## Problem statement
Go through the data below and return each line where the string "branch" occurs.

## Provided information
((

PR #101, opened 2017-11-30
Add Validation Error Messages to Contracts and Validation Entities

loic-sharma:
This change does two things:

1. Updates the Orchestrator's `IValidator` API. Instead of returning an `IValidationStatus`, validators will now return `IValidationResult`. A validation result has a validation status and 0 or more `IValidationError`s. Each `IValidationError` has an error code (`ValidationErrorCode`) and a dictionary of data so that the Gallery can properly format the error message.
2. Adds `PackageValidationError` entity. Each `PackageValidation` has 0 or more `PackageValidationError`.

The migration's SQL is:

```
CREATE TABLE [dbo].[PackageValidationIssues] (
    [Key] [bigint] NOT NULL IDENTITY,
    [PackageValidationKey] [uniqueidentifier] NOT NULL,
    [IssueCode] [int] NOT NULL,
    [Data] [nvarchar](max),
    CONSTRAINT [PK_dbo.PackageValidationIssues] PRIMARY KEY ([Key])
)
CREATE INDEX [IX_PackageValidationKey] ON [dbo].[PackageValidationIssues]([PackageValidationKey])
ALTER TABLE [dbo].[PackageValidationIssues] ADD CONSTRAINT [FK_dbo.PackageValidationIssues_dbo.PackageValidations_PackageValidationKey] FOREIGN KEY ([PackageValidationKey]) REFERENCES [dbo].[PackageValidations] ([Key]) ON DELETE CASCADE
```

**NOTE**: I'm merging this into my own topic branch `loshar-errors`.


src/NuGet.Services.Contracts/Validation/ValidationErrorCode.cs
```diff
@@ -0,0 +1,14 @@
...
+
+namespace NuGet.Services.Validation
+{
+    /// <summary>
+    /// The error code for a type of asynchronous validation failure.
+    /// </summary>
+    public enum ValidationErrorCode
+    {
+        // Used when signed packages are not accepted.
+        PackageIsSignedError = 1,
```
joelverhagen: XML docs?

Also, we should document the set of arguments associated with this code. I think it would be best to have a new code every time the arguments change.

src/NuGet.Services.Validation/Entities/PackageValidationError.cs
```diff
@@ -0,0 +1,64 @@
...
+        /// to an actual error message using this code.
+        /// </summary>
+        public ValidationErrorCode ErrorCode { get; set; }
+
+        /// <summary>
+        /// The error message's serialized data. This is used to store <see cref="Data"/> in the
+        /// database and is NOT intended to be used directly.
+        /// </summary>
+        [Column("Data")]
+        public string DataAsJson {
```
joelverhagen: IMO the deserialization should not live in the EF entity

src/NuGet.Services.Contracts/Validation/IValidationResult.cs
```diff
@@ -0,0 +1,23 @@
...
+// Licensed under the Apache License, Version 2.0. See License.txt in the project root for license information.
+
+using System.Collections.Generic;
+
+namespace NuGet.Services.Validation
+{
+    /// <summary>
+    /// The result of an asynchronous validation.
+    /// </summary>
+    public interface IValidationResult
```
joelverhagen: Can we create one initial implementation of this for `PackageIsSignedError`?

src/NuGet.Services.Contracts/Validation/ValidationErrorCode.cs
loic-sharma: Fixed. I agree that a new code should be created on every argument change (unless in a backwards compatible way, like removing arguments)

src/NuGet.Services.Validation/Entities/PackageValidationError.cs
loic-sharma: Fixed. The deserialization logic is no longer on entity.

src/NuGet.Services.Contracts/Validation/IValidationResult.cs
loic-sharma: Good idea, added in latest commit.

NuGet.Services.Errors.Tests/ValidationErrorFacts.cs
```diff
@@ -0,0 +1,56 @@
...
+
+        [Fact]
+        public void TheSerializeMethodShouldSerializeAllPublicPropertiesExceptTheErrorCode()
+        {
+            // Arrange
+            var signedError = new PackageIsSignedError("Hello.World", "1.3.4");
+            var result = signedError.Serialize();
+
+            // Assert
+            Assert.Equal("{\"PackageId\":\"Hello.World\",\"PackageVersion\":\"1.3.4\"}", result);
```
scottbommarito: You should share this string with the `PackageIsSignedDeserialization` test below.

NuGet.Services.Errors.Tests/ValidationErrorFacts.cs
```diff
@@ -0,0 +1,56 @@
...
+    public class ValidationErrorFacts
+    {
+        [Fact]
+        public void TheErrorCodeTypesPropertyValuesAllExtendValidationError()
+        {
+            Assert.True(ValidationError.ErrorCodeTypes.Values.All(t => t.IsSubclassOf(typeof(ValidationError))));
+        }
+
+        [Fact]
+        public void TheSerializeMethodShouldSerializeAllPublicPropertiesExceptTheErrorCode()
```
scottbommarito: nit: I think this would be better if this was inside `public class TheSerializeMethod` and name the test `PackageIsSignedSerialization`

src/NuGet.Services.Contracts/Validation/ValidationErrorCode.cs
```diff
@@ -8,7 +8,14 @@ namespace NuGet.Services.Validation
     /// </summary>
     public enum ValidationErrorCode
```
scottbommarito: nit: I would link to `ErrorCodeTypes` in the XML doc for this.

src/NuGet.Services.Contracts/Validation/IValidationResult.cs
```diff
@@ -0,0 +1,23 @@
...
+    {
+        /// <summary>
+        /// The status of the validation.
+        /// </summary>
+        ValidationStatus Status { get; }
+
+        /// <summary>
+        /// The errors that were encountered if <see cref="Status"/> is <see cref="ValidationStatus.Failed"/>.
```
joelverhagen: We should qualify that this will be empty if `ValidationStatus` is not `Failed`

src/NuGet.Services.Errors/UnknownError.cs
```diff
@@ -0,0 +1,23 @@
...
+using NuGet.Services.Validation;
+
+namespace NuGet.Services.Errors
+{
+    /// <summary>
+    /// A placeholder error when the specific error is unknown.
+    /// </summary>
+    public class UnknownError : ValidationError
+    {
+        public static UnknownError Instance = new UnknownError();
```
joelverhagen: `readonly`

src/NuGet.Services.Errors/UnknownError.cs
```diff
@@ -0,0 +1,23 @@
...
+
+        private UnknownError()
```
joelverhagen: `public`. Making this private doesn't give us much. `Newtonsoft.Json` will activate this (ignoring the `private`) but `Activator` will not.

src/NuGet.Services.Errors/ValidationError.cs
```diff
@@ -0,0 +1,54 @@
...
+namespace NuGet.Services.Errors
+{
+    public abstract class ValidationError : IValidationError
+    {
+        /// <summary>
+        /// The map of error codes to the type that represents the error. The types MUST extend <see cref="ValidationError"/>.
+        /// </summary>
+        public static readonly Dictionary<ValidationErrorCode, Type> ErrorCodeTypes = new Dictionary<ValidationErrorCode, Type>
+        {
+            { ValidationErrorCode.PackageIsSignedError, typeof(PackageIsSignedError) },
```
joelverhagen: You can replace `typeof` with
```csharp
private static Type GetErrorType<T>() where T : ValidationError
{
    return typeof(T);
}
```

to help developers do the right thing.

Also, `IReadOnlyDictionary`

NuGet.Services.Errors.Tests/ValidationErrorFacts.cs
```diff
@@ -0,0 +1,56 @@
...
+// Licensed under the Apache License, Version 2.0. See License.txt in the project root for license information.
+
+using System.Linq;
+using NuGet.Services.Validation;
+using Xunit;
+
+namespace NuGet.Services.Errors.Tests
+{
+    public class ValidationErrorFacts
+    {
```
joelverhagen: Test serialization of `UnknownError`. Alternatively, serialization of `UnknownError` should fail.

NuGet.Services.Errors.Tests/ValidationErrorFacts.cs
```diff
@@ -0,0 +1,56 @@
+﻿// Copyright (c) .NET Foundation. All rights reserved.
+// Licensed under the Apache License, Version 2.0. See License.txt in the project root for license information.
+
+using System.Linq;
+using NuGet.Services.Validation;
+using Xunit;
+
+namespace NuGet.Services.Errors.Tests
```
joelverhagen: Assert the values of `ValidationErrorCode`. These must never change.

src/NuGet.Services.Errors/NuGet.Services.Errors.csproj
```diff
@@ -0,0 +1,66 @@
...
+    <Compile Include="PackageIsSignedError.cs" />
+    <Compile Include="Properties\AssemblyInfo.cs" />
+    <Compile Include="Properties\AssemblyInfo.*.cs" />
+  </ItemGroup>
+  <ItemGroup>
+    <ProjectReference Include="..\NuGet.Services.Contracts\NuGet.Services.Contracts.csproj">
+      <Project>{6674B4B4-2D0E-4840-8CF0-2356ACDE8863}</Project>
+      <Name>NuGet.Services.Contracts</Name>
+    </ProjectReference>
+    <ProjectReference Include="..\NuGet.Services.Validation\NuGet.Services.Validation.csproj">
```
joelverhagen: Ideally the presentation of errors is not bound to the persistence of errors. Additionally, this project name is very generic suggesting we can put other errors here too. Having the Validation project dependency is weird. AFAIK, the only reason you need this is the `FromPackageValidationError` method. This can be avoided by making `ErrorCode` and `Data` a parameter. Concerned about too many parameters in the future? Add a `IValidationErrorRecord` or `ISerializedValidationError` in the future, make the EF entity implement it, and make that the parameter although I don't see that happening.

src/NuGet.Services.Contracts/Validation/IValidationError.cs
```diff
@@ -0,0 +1,28 @@
...
+{
+    /// <summary>
+    /// A validation error that failed an asynchronous validation.
+    /// </summary>
+    public interface IValidationError
+    {
+        /// <summary>
+        /// The code that classifies this error.
+        /// </summary>
+        ValidationErrorCode ErrorCode { get; }
```
joelverhagen: In the future, how do you think we'll represent validation warnings?

src/NuGet.Services.Errors/NuGet.Services.Errors.csproj
```diff
@@ -0,0 +1,66 @@
...
+      <Project>{c1e36a2c-1c1b-4521-b256-ad42505d9efb}</Project>
+      <Name>NuGet.Services.Validation</Name>
+    </ProjectReference>
+  </ItemGroup>
+  <ItemGroup>
+    <PackageReference Include="Newtonsoft.Json">
```
joelverhagen: Try packing this and make sure you get the write package dependencies and versions. I think I had to use `project.json` for some reason...

src/NuGet.Services.Errors/ValidationError.cs
```diff
@@ -0,0 +1,54 @@
...
+// Licensed under the Apache License, Version 2.0. See License.txt in the project root for license information.
+
+using System;
+using System.Collections.Generic;
+using Newtonsoft.Json;
+using NuGet.Services.Validation;
+
+namespace NuGet.Services.Errors
+{
+    public abstract class ValidationError : IValidationError
```
joelverhagen: Suppose gallery gets N validation errors, should it be worried about de-duping? Like if two validates give the same error? 

The code that takes a package ID and version and returns all validation errors -- where will that live? Will it de-dupe? How? Does gallery even care?

joelverhagen:
Nice feature branch 🥇

src/NuGet.Services.Contracts/Validation/IValidationError.cs
joelverhagen: You can say out of scope, just wondering if you had any ideas that could effect this design. I haven't thought it through.

src/NuGet.Services.Errors/PackageIsSignedError.cs
```diff
@@ -0,0 +1,24 @@
...
+            PackageVersion = packageVersion;
+        }
+
+        public override ValidationErrorCode ErrorCode => ValidationErrorCode.PackageIsSignedError;
+
+        public string PackageId { get; }
+
+        public string PackageVersion { get; }
+
+        public override string GetMessage() => $"Package {PackageId} {PackageVersion} is signed.";
```
joelverhagen: nit: resource file

src/NuGet.Services.Validation/Entities/ValidationEntitiesContext.cs
```diff
@@ -171,6 +172,13 @@ protected override void OnModelCreating(DbModelBuilder modelBuilder)
                 .Property(pv => pv.RowVersion)
                 .IsRowVersion();
 
+            modelBuilder.Entity<PackageValidationError>()
+                .HasKey(e => e.Key);
+
+            modelBuilder.Entity<PackageValidationError>()
+                .Property(pv => pv.Key)
+                .HasDatabaseGeneratedOption(DatabaseGeneratedOption.Identity);
```
joelverhagen: Is `HasDatabaseGeneratedOption` really necessary? I thought that this was implicit for `long` keys

src/NuGet.Services.Validation/Errors/PackageIsSignedError.cs
```diff
@@ -0,0 +1,17 @@
+﻿// Copyright (c) .NET Foundation. All rights reserved.
+// Licensed under the Apache License, Version 2.0. See License.txt in the project root for license information.
+
+namespace NuGet.Services.Validation
+{
+    public class PackageIsSignedError : AbstractError
```
joelverhagen: How does this related to the other `PackageIsSignedError`?

src/NuGet.Services.Errors/NuGet.Services.Errors.csproj
joelverhagen: Feel free to "won't fix" this one. It's just odd to me to have a generic sounding library name referencing a specific component.

src/NuGet.Services.Errors/ValidationError.cs
loic-sharma: I don't think that a method adds that much protection as this is enforced by a unit test. Thoughts?

joelverhagen: Both. Unit tests are are a fail safe, helper method is to guide future you down the right path.

src/NuGet.Services.Validation/Errors/PackageIsSignedError.cs
loic-sharma: Sorry, this was supposed to be removed. Will fix.

src/NuGet.Services.Validation/Entities/ValidationEntitiesContext.cs
loic-sharma: Not sure. Even if it is implicit, I would rather keep it explicit.

src/NuGet.Services.Contracts/Validation/ValidationErrorCode.cs
loic-sharma: Hm, unfortunately `ValidationErrorCode` and `ErrorCodeTypes` are in separate projects and the `NuGet.Services.Contracts` project does not have a reference to `NuGet.Services.Validation.Errors`. AKA, this documentation link would require us to introduce a reference that we are trying to avoid adding. If you feel strongly about this, I can add the type's name in the documentation without an actual link.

))

## Solution
**NOTE**: I'm merging this into my own topic branch `loshar-errors`.
Nice feature branch 🥇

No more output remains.